The person who thus answered was still seated at the breakfast-table reading the “Diario de Noticias.” She was clad in a dark-colored morning-gown adorned with large pearl buttons. Her blond hair was in some disorder; her head was small, her profile charming. Her elbow rested on the table, while her fingers with a slow and graceful movement mechanically caressed the tip of her rosy ear. Her nails were long and polished, and in addition to her wedding ring she wore another, set with small rubies, that shot forth crimson rays when they caught the light.

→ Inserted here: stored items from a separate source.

Issue #6267, opened 2021-07-01
executor: run experiment on an executor


dberenbaum:
Meta-issue. Please link related tickets back to this one.

### User story

I want to run an experiment on my executor from my local machine.

### Requirements

* `dvc exp run --executor` successfully runs an experiment on a running executor instance with no other steps.

### Out of scope

* It's not yet necessary to monitor the experiment or its output while it runs or to be notified when the experiment completes.
* It's not yet necessary to queue or run multiple experiments on an executor.
* It's not yet necessary to create or destroy the executor instance as part of the experiment run.

dberenbaum:
It's important to keep the remote executor's experiment running even if the connection from the local machine breaks.

May need a `dvc exp collect` or similar command to check status of running experiments.

dberenbaum:
Need to rescope

Issue #4294, opened 2020-07-28
macOS: analytics daemon crashes due to fork related error


pmrowla:
After the daemon changes introduced in #4262 (f799e1e3), DVC on macOS crashes when we try to spawn the analytics daemon.

```
dvc git:f799e1e3 ✩  py:dvc ❯ dvc version
WARNING: Unable to detect supported link types, as cache directory '.dvc/cache' doesn't exist. It is usually auto-created by commands such as `dvc add/fetch/pull/run/import`, but you could create it manually to enable this check.
DVC version: 1.1.11+f799e1
Python version: 3.8.5
Platform: macOS-10.15.6-x86_64-i386-64bit
Binary: False
Package: None
Supported remotes: azure, gdrive, gs, hdfs, http, https, s3, ssh, oss
Repo: dvc, git
Filesystem type (workspace): ('apfs', '/dev/disk1s1')
objc[34576]: +[__NSCFConstantString initialize] may have been in progress in another thread when fork() was called.
objc[34576]: +[__NSCFConstantString initialize] may have been in progress in another thread when fork() was called. We cannot safely call it or ignore it in the fork() child process. Crashing instead. Set a breakpoint on objc_initializeAfterForkError to debug.
```
![Screen Shot 2020-07-28 at 4 37 51 PM](https://user-images.githubusercontent.com/651988/88633994-bd026280-d0f0-11ea-9d1f-a60e755bbbfa.png)

Disabling analytics avoids the crash
```
dvc git:f799e1e3 ✩  py:dvc ❯ dvc config --local core.analytics false
dvc git:f799e1e3 ✩  py:dvc ❯ dvc version
WARNING: Unable to detect supported link types, as cache directory '.dvc/cache' doesn't exist. It is usually auto-created by commands such as `dvc add/fetch/pull/run/import`, but you could create it manually to enable this check.
DVC version: 1.1.11+f799e1
Python version: 3.8.5
Platform: macOS-10.15.6-x86_64-i386-64bit
Binary: False
Package: None
Supported remotes: azure, gdrive, gs, hdfs, http, https, s3, ssh, oss
Repo: dvc, git
Filesystem type (workspace): ('apfs', '/dev/disk1s1')
```

This problem appears to be related to `fork` being unsafe in macOS 

See related Python issue: https://bugs.python.org/issue33725 and Python 3.8 [multiprocessing docs](https://docs.python.org/3/library/multiprocessing.html#contexts-and-start-methods)

[...]

PR #7048, opened 2021-11-25
proc: initial (local) process manager implementation

pmrowla:

Related to https://github.com/iterative/dvc/issues/6267

Local prerequisite for https://github.com/iterative/dvc/discussions/7002

- Adds `dvc.proc` module for managing background processes
- Process state information is kept within the manager directory
- Processes are backgrounded and output is redirected to a file (stdin interactivity is not currently supported)
   - Backgrounding is handled through `multiprocessing.Process(daemon=True)`

Functionality is not used anywhere else in DVC yet (exp tempdir/queue runs will be the first place it gets added)

Python shell demo:

[asciicast](https://asciinema.org/a/K5DA7pbbrRH1LBHcHLbTNqBje)

### DIFF
--- a/dvc/proc/manager.py
+++ b/dvc/proc/manager.py
@@ -1,0 +1,92 @@
+"""Serverless process manager."""
+
+import json
+import logging
+import os
+from typing import Generator, List, Optional, Union
+
+from shortuuid import uuid
+
+from .process import ManagedProcess, ProcessInfo
+
+logger = logging.getLogger(__name__)
+
+
+class ProcessManager:
+    """Manager for controlling background ManagedProcess(es).
+
+    Spawned process entries are kept in the manager directory until they
+    are explicitly removed (with remove() or cleanup()) so that return
+    value and log information can be accessed after a process has completed.
+    """
+
+    def __init__(self, wdir: Optional[str] = None):
+        self.wdir = wdir or "."
+
+    def __iter__(self):
+        return self.processes()
+
+    def __getitem__(self, key: str) -> "ProcessInfo":
+        info_path = os.path.join(self.wdir, key, f"{key}.json")
+        try:
+            with open(info_path, encoding="utf-8") as fobj:
+                return ProcessInfo.from_dict(json.load(fobj))
+        except FileNotFoundError:
+            raise KeyError
+
+    def get(self, key: str, default=None):
+        try:
+            return self[key]
+        except KeyError:
+            return default
+
+    def processes(self) -> Generator["ProcessInfo", None, None]:
+        if not os.path.exists(self.wdir):
+            return
+        for name in os.listdir(self.wdir):
+            try:
+                yield self[name]
+            except KeyError:
+                continue
+
+    def spawn(self, args: Union[str, List[str]], name: Optional[str] = None):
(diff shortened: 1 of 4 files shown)


dvc/proc/manager.py
```diff
@@ -0,0 +1,92 @@
...
+
+        Raises:
+            ProcessNotTerminatedError if the specified process is still
+            running and was not forcefully killed.
+        """
+        raise NotImplementedError
+
+    def cleanup(self):
+        """Remove stale (terminated) processes from this manager."""
+        raise NotImplementedError
```
pmrowla, line 92: @karajan1001 the next set of tasks will be to fill out these methods.

- `send_signal`, `terminate`, `kill` are all related and would be grouped together in the first task. Implementation/behavior for these methods should work the same as they do in `subprocess` and `multiprocessing` (https://docs.python.org/3/library/subprocess.html#subprocess.Popen.send_signal).
- `remove` and `cleanup` can be implemented once `terminate`/`kill` are done (since force-removing a child process directory will require killing the process if it is still running)

dvc/proc/process.py
```diff
@@ -0,0 +1,198 @@
...
+        proc = mp.Process(
+            target=cls._spawn,
+            args=args,
+            kwargs=kwargs,
+            daemon=True,
+        )
+        proc.start()
+        # Do not terminate the child daemon when the main process exits
+        # pylint: disable=protected-access
+        mp.process._children.discard(proc)  # type: ignore[attr-defined]
```
pmrowla, line 192: This is kind of a hack, but even if we subclassed `multiprocessing.Process` we would just end up with an overridden

```
def start(self):
    super().start()
    _children.discard(self)
```

which I'm not sure is any cleaner


But in general, the idea behind using multiprocessing is that it allows us to use `spawn` instead of `fork` on windows + mac (https://github.com/iterative/dvc/issues/4294), and also allows us to directly run the target python function we want instead of adding the overhead from using `dvc.daemon` + a new dedicated CLI command

dvc/proc/process.py
```diff
@@ -0,0 +1,198 @@
...
+    PARAM_RETURNCODE = "returncode"
+
+    pid: int
+    stdin: Optional[str]
+    stdout: Optional[str]
+    stderr: Optional[str]
+    returncode: Optional[int]
+
+    @classmethod
+    def from_dict(cls, d):
```
skshetry, line 35: Isn't this equivalent to `ProcessInfo(**d)`?

dvc/proc/process.py
```diff
@@ -0,0 +1,198 @@
...
+        return cls(
+            d.get(cls.PARAM_PID),
+            d.get(cls.PARAM_STDIN),
+            d.get(cls.PARAM_STDOUT),
+            d.get(cls.PARAM_STDERR),
+            d.get(cls.PARAM_RETURNCODE),
+        )
+
+    def to_dict(self):
```
skshetry, line 44: There is [`dataclasses.asdict`](https://docs.python.org/3/library/dataclasses.html) that does this already.

karajan1001 (approved):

The floor of the dining-room was covered with matting; the ceiling was in imitation of wood, and the walls were adorned with a light-colored paper with a green vine running through it. It was July. The heat was intense. The windows were closed, but the fervor of the sun’s rays striking against the panes and falling on the stone floor of the balcony without penetrated into the apartment with a sultry glow. That mysterious and solemn silence reigned which characterizes the hour of the early Mass. The whole being was pervaded by a vague lassitude producing a desire for the siesta, or for pleasant reveries under leafy trees by the water-side. The canaries were asleep in their cages, which were suspended in the windows between the curtains of blue cretonne. The monotonous buzz of the flies, attracted to the table by the half-melted sugar at the bottom of the cups, filled the room with a drowsy murmur.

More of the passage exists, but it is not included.